From this initial simulation, it seems there is around a 4% chance that a jury selected randomly from the population, which was 26% black, would have no black jurors.

6.7 Many many trials

Our experiment above is only 50 simulated trials. The higher the number of trials, the more confident we can be of our estimate for p — the proportion of trials where we get an all-white jury.

It is no extra trouble for us to tell the computer to do a very large number of trials. For example, we might want to run 10,000 trials instead of 50. All we have to do is to run the loop 10,000 times instead of 50 times. The computer has to do more work, but it is more than up to the job.
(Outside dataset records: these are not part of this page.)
Issue #23752, opened 2022-02-15
[Bug]: "Change wallpaper" switch off screen


plwt:
### Steps to reproduce

1. Open Firefox for Android menu
2. Select Customise Homepage
3. Select Wallpapers

### Expected behaviour

"Change wallpaper by tapping Firefox homepage logo" switch should be fully visible.

### Actual behaviour

![Screenshot_20220215-142250](https://user-images.githubusercontent.com/31939113/154082226-7c0a2717-5c94-4d74-b17a-ea3b13bb3520.png)

### Device name

Motorola Moto G30

### Android version

Android 11

### Firefox release type

Firefox Nightly

### Firefox version

99.0a1

cadeyrn:
I can confirm the issue. It's not only not fully visible, the toggle is also not functional at all.

plwt:
Although not fixed in Nightly, it is fixed in Beta (both position and function).

SoftVision-LorandJanos:
Hi @plwt ! Thanks for your report!
I can confirm the issue is reproducible as you described.
Tested on the latest Nightly 99.0a1 (2022-02-16) build.
Device used: Oppo Reno 6 (Android 11).

Amejia481:
A fix landed on `main` it should be in the next nightly update!

PR #23787, opened 2022-02-16
For #23752: Address switch is off the screen in the Wallpaper settings.

Amejia481:
image

### Pull Request checklist

1. click on Show All Checks,

### DIFF
--- a/app/src/main/java/org/mozilla/fenix/settings/wallpaper/WallpaperSettings.kt
+++ b/app/src/main/java/org/mozilla/fenix/settings/wallpaper/WallpaperSettings.kt
@@ -68,8 +68,7 @@ import java.util.Locale
  * @param wallpapers Wallpapers to add to grid.
  * @param selectedWallpaper The currently selected wallpaper.
  * @param defaultWallpaper The default wallpaper
- * @param loadWallpaperResource Callback to handle loading a wallpaper bitmap. Only optional in the
- *   default case.
+ * @param loadWallpaperResource Callback to handle loading a wallpaper bitmap. Only optional in the default case.
  * @param onSelectWallpaper Callback for when a new wallpaper is selected.
  * @param onViewWallpaper Callback for when the view action is clicked from snackbar.
  * @param tapLogoSwitchChecked Enabled state for switch controlling taps to change wallpaper.
@@ -164,8 +163,7 @@ private fun WallpaperSnackbar(
  *
  * @param wallpapers Wallpapers to add to grid.
  * @param defaultWallpaper The default wallpaper
- * @param loadWallpaperResource Callback to handle loading a wallpaper bitmap. Only optional in the
- *   default case.
+ * @param loadWallpaperResource Callback to handle loading a wallpaper bitmap. Only optional in the default case.
  * @param selectedWallpaper The currently selected wallpaper.
  * @param numColumns The number of columns that will occupy the grid.
  * @param onSelectWallpaper Action to take when a new wallpaper is selected.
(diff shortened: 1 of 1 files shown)


app/src/main/java/org/mozilla/fenix/settings/wallpaper/WallpaperSettings.kt
```diff
@@ -269,33 +269,35 @@ private fun WallpaperThumbnailItem(
...
-                    checkedTrackColor = FirefoxTheme.colors.formSurface,
-                    uncheckedTrackColor = FirefoxTheme.colors.formSurface
-                )
+        Text(
+            text = stringResource(R.string.wallpaper_tap_to_change_switch_label_1),
+            color = FirefoxTheme.colors.textPrimary,
+            fontSize = 18.sp,
+            modifier = Modifier
+                .padding(start = 4.dp)
+                .weight(0.8f)
```
Amejia481, line 289: Just to highlighting, this change as the this maybe a bit difficult to read.

app/src/main/java/org/mozilla/fenix/settings/wallpaper/WallpaperSettings.kt
```diff
@@ -269,33 +269,35 @@ private fun WallpaperThumbnailItem(
...
+        )
+        Switch(
+            modifier = Modifier.weight(0.2f),
```
Amejia481, line 292: Just to highlighting, this change as the this maybe a bit difficult to read.

app/src/main/java/org/mozilla/fenix/settings/wallpaper/WallpaperSettings.kt
```diff
@@ -269,33 +269,35 @@ private fun WallpaperThumbnailItem(
...
-                    checkedThumbColor = FirefoxTheme.colors.formSelected,
-                    checkedTrackColor = FirefoxTheme.colors.formSurface,
-                    uncheckedTrackColor = FirefoxTheme.colors.formSurface
-                )
+        Text(
+            text = stringResource(R.string.wallpaper_tap_to_change_switch_label_1),
+            color = FirefoxTheme.colors.textPrimary,
+            fontSize = 18.sp,
+            modifier = Modifier
+                .padding(start = 4.dp)
```
gabrielluong, line 288: Should we also add some end padding here to balance it here? We already enforce this in xml. The risk here is that long strings can run to the 'edge' with no spacing between it and the Switch.

app/src/main/java/org/mozilla/fenix/settings/wallpaper/WallpaperSettings.kt
```diff
@@ -269,33 +269,35 @@ private fun WallpaperThumbnailItem(
...
 @Composable
+@Suppress("MagicNumber")
 private fun WallpaperLogoSwitch(
     checked: Boolean,
     onCheckedChange: (Boolean) -> Unit
 ) {
-    Column(
-        modifier = Modifier.padding(horizontal = 12.dp, vertical = 16.dp),
+    Row(
+        horizontalArrangement = Arrangement.SpaceBetween,
```
gabrielluong, line 278: Can we move this below `modifier` just so we are following the parameter ordering.

gabrielluong (approved):

gabrielluong:
I am not quite sure if the commit/title makes any sense.

app/src/main/java/org/mozilla/fenix/settings/wallpaper/WallpaperSettings.kt
gabrielluong: While I am here, it's interesting that we have padding defined in the parent `Row` and padding here. Without knowing what the designs look like, I almost feel like we can just add this padding to the Row from 12.dp to 16.p

app/src/main/java/org/mozilla/fenix/settings/wallpaper/WallpaperSettings.kt
```diff
@@ -269,33 +269,35 @@ private fun WallpaperThumbnailItem(
 }
 
 @Composable
+@Suppress("MagicNumber")
```
gabrielluong, line 272: Is the weights the magic number here?

Amejia481:
> I am not quite sure if the commit message/title makes any sense.

Sorry my bad updating it!

app/src/main/java/org/mozilla/fenix/settings/wallpaper/WallpaperSettings.kt
Amejia481: Yes

app/src/main/java/org/mozilla/fenix/settings/wallpaper/WallpaperSettings.kt
MozillaNoah: Alternatively, just the `Text()` could have the weight, and it will always grow to the maximum remaining horizontal space.

Amejia481: 👍🏽

app/src/main/java/org/mozilla/fenix/settings/wallpaper/WallpaperSettings.kt
gabrielluong: I think you have want to remove the `weight` here. I saw that the Switch not fully aligned to the end in my testing if we kept it.

app/src/main/java/org/mozilla/fenix/settings/wallpaper/WallpaperSettings.kt
```diff
@@ -269,33 +269,35 @@ private fun WallpaperThumbnailItem(
...
-                )
+        Text(
+            text = stringResource(R.string.wallpaper_tap_to_change_switch_label_1),
+            color = FirefoxTheme.colors.textPrimary,
+            fontSize = 18.sp,
+            modifier = Modifier
+                .padding(horizontal = 4.dp)
+                .weight(0.8f)
+        )
+        Switch(
```
gabrielluong, line 291: Can you add a new line between the 2 components?

gabrielluong:
While we are touching this file, can you also remove the extra indents in the kDoc in the @param on line 72 and 171. We don't typically indent the extra lines for a @param so I rather not encourage this.

gabrielluong (changes requested):
-

app/src/main/java/org/mozilla/fenix/settings/wallpaper/WallpaperSettings.kt
Amejia481: Addressed!

app/src/main/java/org/mozilla/fenix/settings/wallpaper/WallpaperSettings.kt
Amejia481: Addressed!

gabrielluong (approved):

Amejia481:
> Gonna block on changes just in case

I addressed the suggestions above, when you have some available time, please take a look :)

Here is exactly the same code we ran above, but collected into one chunk, and using 10,000 trials instead of 50. We have left out the comments, to make the code more compact.

# Full simulation procedure, with 10,000 trials.
z <- numeric(10000)
for (i in 1:10000) {
    a <- sample(0:99, size=12, replace=TRUE)
    b <- sum(a > 74)
    z[i] = b
}
all_white <- z == 0
n_all_white <- sum(all_white)
p <- n_all_white / 10000
p

[1] 0.0317

We now have a new, more accurate estimate of the proportion of Hypothetical County juries that are all white. The proportion is 0.032, and so 3.2%.

This proportion means that, for any one jury from Hypothetical County, there is a less than one in 20 chance that the jury would be all white.

As we will see in more detail later, we might consider using the results from this experiment in Hypothetical County, to reflect on the result we saw in the real Talladega County. We might conclude, for example, that there was likely some systematic difference between Hypothetical County and Talledega County. Maybe the difference was that there was, in fact, some bias in the jury selection in Talledega county, and that the Supreme Court was wrong to reject this. You will hear more of this line of reasoning later in the book.

End of notebook: Simulating juries

life_and_death starts at Note 6.1.

6.8 Conclusion

In this chapter we studied a real life-and-death question, on racial bias and the death penalty. We continued our exploration of the ways we can use probability, and resampling, to draw conclusions about real events. Along the way, we went into more detail on vectors in R, and for loops; two basic tools in resampling.

In the next chapter, we will work through some more problems in probability, to show how we can use resampling, to answer questions about chance. We will add some more tools for writing code in R, to make your programs easier to write, read, and understand.